▶ **PROBLEM DETAILS**: Return the whole of the data exactly.

[Stored data]
PR #1325, opened 2025-08-16
dev: add simple Biome rules

DayKev:
N/A

To keep code quality high/consistent.

Multiple Biome rules (most of which were already being followed) were enabled:
- https://biomejs.dev/linter/rules/no-namespace/
- https://biomejs.dev/linter/rules/no-void/
- https://biomejs.dev/linter/rules/use-while/
- https://biomejs.dev/linter/rules/no-barrel-file/
- https://biomejs.dev/linter/rules/no-default-export/
- https://biomejs.dev/linter/rules/no-done-callback/
- https://biomejs.dev/linter/rules/no-shouty-constants/
- https://biomejs.dev/linter/rules/no-substr/
- https://biomejs.dev/linter/rules/no-yoda-expression/
- https://biomejs.dev/linter/rules/use-single-var-declarator/
- https://biomejs.dev/linter/rules/use-throw-new-error/
- https://biomejs.dev/linter/rules/use-throw-only-error/
- https://biomejs.dev/linter/rules/use-trim-start-end/
- https://biomejs.dev/linter/rules/use-error-message/
- https://biomejs.dev/linter/rules/use-guard-for-in/
- https://biomejs.dev/linter/rules/use-number-to-fixed-digits-argument/

## Checklist

### DIFF
--- a/test/ui/transfer-item.test.ts
+++ b/test/ui/transfer-item.test.ts
@@ -50,6 +50,7 @@ describe("UI - Transfer Items", () => {
       handler.setCursor(1);
       handler.processInput(Button.ACTION);
 
+      // biome-ignore lint/complexity/noVoid: Unable to use `await` here
       void game.scene.ui.setModeWithoutClear<PartyUiHandler>(UiMode.PARTY, PartyUiMode.MODIFIER_TRANSFER);
     });
 
--- a/biome.jsonc
+++ b/biome.jsonc
@@ -117,7 +117,8 @@
         "noNamespace": "error",
         "noDefaultExport": "error",
         "noDoneCallback": "error",
-        "noShoutyConstants": "error"
+        "noShoutyConstants": "error",
+        "noSubstr": "error"
       },
       "suspicious": {
         "noDoubleEquals": "error",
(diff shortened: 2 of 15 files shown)


test/ui/transfer-item.test.ts
```diff
@@ -50,6 +50,7 @@ describe("UI - Transfer Items", () => {
       handler.setCursor(1);
       handler.processInput(Button.ACTION);
 
+      // biome-ignore lint/complexity/noVoid: Unable to use `await` here
       void game.scene.ui.setModeWithoutClear<PartyUiHandler>(UiMode.PARTY, PartyUiMode.MODIFIER_TRANSFER);
```
MokaStitcher, line 54: What is this sorcery

MokaStitcher (approved):
lgtm

test/ui/transfer-item.test.ts
DayKev: We have an ESLint rule https://typescript-eslint.io/rules/no-floating-promises/ that complains if a Promise is not `await`ed (or otherwise "handled"), and putting `void` before a Promise says "yes this is intentionally not `await`ed don't complain about it".

Looking at these tests, I have no idea if they actually function or not... should probably confirm that some time lol.

MokaStitcher: Ah I see lol
<sub>almost forgot that party UI needed a big refactor too..

flx-sta (approved):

▶ **RESPONSE TO THE EXERCISE**:
PR #1325, opened 2025-08-16
dev: add simple Biome rules

DayKev:
N/A

To keep code quality high/consistent.

Multiple Biome rules (most of which were already being followed) were enabled:
- https://biomejs.dev/linter/rules/no-namespace/
- https://biomejs.dev/linter/rules/no-void/
- https://biomejs.dev/linter/rules/use-while/
- https://biomejs.dev/linter/rules/no-barrel-file/
- https://biomejs.dev/linter/rules/no-default-export/
- https://biomejs.dev/linter/rules/no-done-callback/
- https://biomejs.dev/linter/rules/no-shouty-constants/
- https://biomejs.dev/linter/rules/no-substr/
- https://biomejs.dev/linter/rules/no-yoda-expression/
- https://biomejs.dev/linter/rules/use-single-var-declarator/
- https://biomejs.dev/linter/rules/use-throw-new-error/
- https://biomejs.dev/linter/rules/use-throw-only-error/
- https://biomejs.dev/linter/rules/use-trim-start-end/
- https://biomejs.dev/linter/rules/use-error-message/
- https://biomejs.dev/linter/rules/use-guard-for-in/
- https://biomejs.dev/linter/rules/use-number-to-fixed-digits-argument/

## Checklist

### DIFF
--- a/test/ui/transfer-item.test.ts
+++ b/test/ui/transfer-item.test.ts
@@ -50,6 +50,7 @@ describe("UI - Transfer Items", () => {
       handler.setCursor(1);
       handler.processInput(Button.ACTION);
 
+      // biome-ignore lint/complexity/noVoid: Unable to use `await` here
       void game.scene.ui.setModeWithoutClear<PartyUiHandler>(UiMode.PARTY, PartyUiMode.MODIFIER_TRANSFER);
     });
 
--- a/biome.jsonc
+++ b/biome.jsonc
@@ -117,7 +117,8 @@
         "noNamespace": "error",
         "noDefaultExport": "error",
         "noDoneCallback": "error",
-        "noShoutyConstants": "error"
+        "noShoutyConstants": "error",
+        "noSubstr": "error"
       },
       "suspicious": {
         "noDoubleEquals": "error",
(diff shortened: 2 of 15 files shown)


test/ui/transfer-item.test.ts
```diff
@@ -50,6 +50,7 @@ describe("UI - Transfer Items", () => {
       handler.setCursor(1);
       handler.processInput(Button.ACTION);
 
+      // biome-ignore lint/complexity/noVoid: Unable to use `await` here
       void game.scene.ui.setModeWithoutClear<PartyUiHandler>(UiMode.PARTY, PartyUiMode.MODIFIER_TRANSFER);
```
MokaStitcher, line 54: What is this sorcery

MokaStitcher (approved):
lgtm

test/ui/transfer-item.test.ts
DayKev: We have an ESLint rule https://typescript-eslint.io/rules/no-floating-promises/ that complains if a Promise is not `await`ed (or otherwise "handled"), and putting `void` before a Promise says "yes this is intentionally not `await`ed don't complain about it".

Looking at these tests, I have no idea if they actually function or not... should probably confirm that some time lol.

MokaStitcher: Ah I see lol
<sub>almost forgot that party UI needed a big refactor too..

flx-sta (approved):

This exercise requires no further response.